L’Italia, si sa, è un paese molto strano. Tuttavia, raramente si era assistito ad una campagna di disinformazione tanto estesa e penetrante. Quello che non era prevedibile era che il PD rinunciasse a spiegare agli italiani l’inganno referendario, e a contrastare nel contempo il progetto del governo con un’alternativa credibile, precisa e realistica. Alcuni dirigenti nazionali ci dicono che la questione era “troppo difficile da spiegare”, e che comunque “ormai era troppo tardi”. Io non credo. Sarebbe bastato spiegare agli italiani che esistono eccellenti gestioni pubbliche e pessime gestioni private, e viceversa; piuttosto che sposare ideologicamente l’una o l’altra, occorre garantire che a svolgere il servizio sia il gestore migliore, in un quadro di contendibilità e di forte regolazione pubblica. Sarebbe bastato spiegare che un servizio pubblico non vuol dire servizio gratuito; obbligare i gestori a lavorare in perdita non fa altro che allontanare i migliori e scaricare sulle finanze pubbliche gli oneri di questa sciagurata scelta. Sarebbe bastato spiegare che l’Italia che vogliamo è quella in cui non basta urlare lo slogan più demagogico per risolvere i problemi della gente.  Anche questa volta, il PD ha rinunciato a parlare al cuore e alla testa degli italiani con la propria voce, preferendo accodarsi a voci altrui. Solo che queste voci, oltre ad essere terribilmente sbagliate,  stavolta prendono anche gli italiani per i fondelli.
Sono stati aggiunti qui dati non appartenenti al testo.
PR #1078, opened 2021-03-05
Issue 1055

javadsamiee:
Add NumberInputControl to fix cross-browser input type number problem, also fix for uncontrolled inputs such as empty and 'auto' 

@Naaaaiix Please review the codes I just put it for z-index in the sidebar if everything was ok I can use it for other places
image


Naaaaiix (approved):
Cool, good job!
I saw some think I wanted to suggest you, but it was easier to generate an alternative branch. Have a look at it [here](https://github.com/yeahcan/maxi-blocks/tree/issue-1055-alternative). Some of the changes:
1. The use of the 'control' on the components is used normally for the ones that have a 'base-control', normally have a label and inputs. Some examples are 'SelectorControl' or 'RangeControl'. This new input components doesn't fill with the requirements.
2. Some options like placeholder, ariaLabel, roundBy or allowAuto has been added.
3. Set the type on the buttons and `type='number'" for the input.

Anyway, tested on Chrome, Safari, Firefox and Edge and looks amazing! Good job buddy 😄 

And as a comment:
the use of 'useEffect' to change states is kind of tricky, but it helps with the uncontrolled/controlled inputs, so good choice!

PR #1101, opened 2021-03-09
Issue 1095

javadsamiee:
Minor fix


Alejandro9kgm (approved):
now you can remove the hover animation, but these buttons don't work. 
Captura

PR #1129, opened 2021-03-11
Clear IE and remove extra dependency

javadsamiee:


Naaaaiix (approved):
back on time! lol Good one, goobye ie 🤣

PR #1230, opened 2021-03-29
Implement Jest

Naaaaiix:
In order to start testing automatically, Jest has been implement on our environment. Is using the native WordPress 'e2e-test' dependency for Gutenberg, so we don't need to config anything.
Some important aspects:
- In order to generate test we can use [React Test Renderer](https://reactjs.org/docs/test-renderer.html) or [Enzyme](https://enzymejs.github.io/enzyme/). Please, refer to its documentation and [Jest documentation](https://jestjs.io/docs/getting-started) for more info 👍 
- As we are under CGB boilerplate, is really hard to config anything. In this case, config Jest to work with renamed dependencies is not possible, so we can't use the imports based on global variables as we made until now. In practice:
```jsx
// Not supported by Jest
const { RangeControl } = wp.components;

// Supported by Jest
import { RangeControl } from '@wordpress/components';
```
- Added 2 new scripts to npm: `npm test` and `npm test:debug`. First runs testing, second opens a new Chrome console to debug.

Also, set a couple of random tests on `ColorControl`. You'll find lots of examples for tests on Gutenberg package 😄


javadsamiee (approved):
Another super fantastic work from Josh 😄 🚀

Alejandro9kgm (approved):

PR #1240, opened 2021-03-31
Custom template

javadsamiee:
image

I have tested it with Divi, Astra, OceanWp, GeneratePress, and Kadence and this concept worked good, please test it and let me know your points


Alejandro9kgm (approved):

elzadj (approved):
Good job! Now we have a solution for new pages.

Naaaaiix (approved):
Good idea @javadsamiee ; next thing could be advice users when they are using other templates and tell them that if they don't use our template they can experience differences between the Cloud Library demo designs and the designs they'll find on their frontend 👍

PR #1272, opened 2021-04-19
Issue 1262

javadsamiee:
Add replace icon for Font Icon


Naaaaiix (changes requested):
Good job @javadsamiee , just found that the button appears even when I'm not hovering 👍

Alejandro9kgm (approved):

PR #1284, opened 2021-04-20
Issue 1259

javadsamiee:
Change font selector

### DIFF
--- a/src/components/font-family-selector/editor.scss
+++ b/src/components/font-family-selector/editor.scss
@@ -1,56 +1,14 @@
 .maxi-font-family-selector {
 	display: block;
-	&__button {
-		height: 31px;
-		border-radius: 5px;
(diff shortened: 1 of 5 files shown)


Naaaaiix (commented):
Really love the job you've done: this component was something I was wondering to refactor and you made a fantastic job. Congrats!

Couple of things:

- [x] On hover, there's no cursor effect. May a `cursor: pointer` would make it more accessible.
- [x] The searcher is strange: doesn't invite you to use it. As you can see in the video, the caret appears, but as the current font is on the background, is hard to understand you can search:

https://user-images.githubusercontent.com/50477222/115417321-d1dfd280-a1f8-11eb-8268-7b613136e087.mp4

Alejandro9kgm (approved):

PR #1286, opened 2021-04-21
Basic tests e2e

Alejandro9kgm:
These are the first tests for each Maxi Block, they are simple tests to know if the blocks break


Naaaaiix (approved):
Good job! May we need to accurate a little more in future, but let's see how they comport and after decide to improve if necessary 👍

javadsamiee (approved):

PR #1294, opened 2021-04-23
Issue 1265

javadsamiee:


Naaaaiix (commented):
Cool, good idea and good implementation. Not merging because it's not compatible with the work I've been doing for Text Maxi and needs to be adapted, so as soon as Text Maxi optimization will be released I'll adapt this code to make it run with the block 👍

Alejandro9kgm (approved):

Alejandro9kgm (approved):

PR #1305, opened 2021-04-26
Set empty input when search on FontFamilySelector

Naaaaiix:
When open the selector of Font Family it turns the input on empty in order to allow users understand they can search for inside 👍


javadsamiee (approved):
Good solution man, thx 👍🏻

PR #1326, opened 2021-04-28
Issue 1313

javadsamiee:


Alejandro9kgm (approved):

Naaaaiix (approved):
Not a bad implementation, but there's a fear that surges on me. `hoverPreview` component is made to fit `Image Maxi`, and looks it won't be reusable with other blocks or components. Not a big deal now our plugin is 'small' and we know what we do, but I'm afraid we'll need to refactor it if we ever need to reuse this component in another place 👍 

For the rest, as always, good job buddy!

* Luigi Marattin è Docente di Economia Politica all’Università di Bologna. Master a Warwick, Ph.D a Siena. E’ stato Fulbright Scholar a New York, è co-autore per Il Mulino del libro Economia dell’Integrazione Europea. Dal dicembre 2010 è Assessore al Bilancio del Comune di Ferrara. La pubblicazione del suo articolo ci è stata gentilmente concessa dal webmagazine QDR.